+++ Entries supplied +++

PR #4463, opened 2024-02-16
Discourage using configure/make to build Poco

matejk:
CMake is officially supported build system for building Poco.

To discourage using configure and make, a warning is printed and the user has to explicitly force usage of configure script.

+++

**Task to carry out**
Without omitting anything, output the data verbatim.

**Answer to the problem**
PR #4463, opened 2024-02-16
Discourage using configure/make to build Poco

matejk:
CMake is officially supported build system for building Poco.

To discourage using configure and make, a warning is printed and the user has to explicitly force usage of configure script.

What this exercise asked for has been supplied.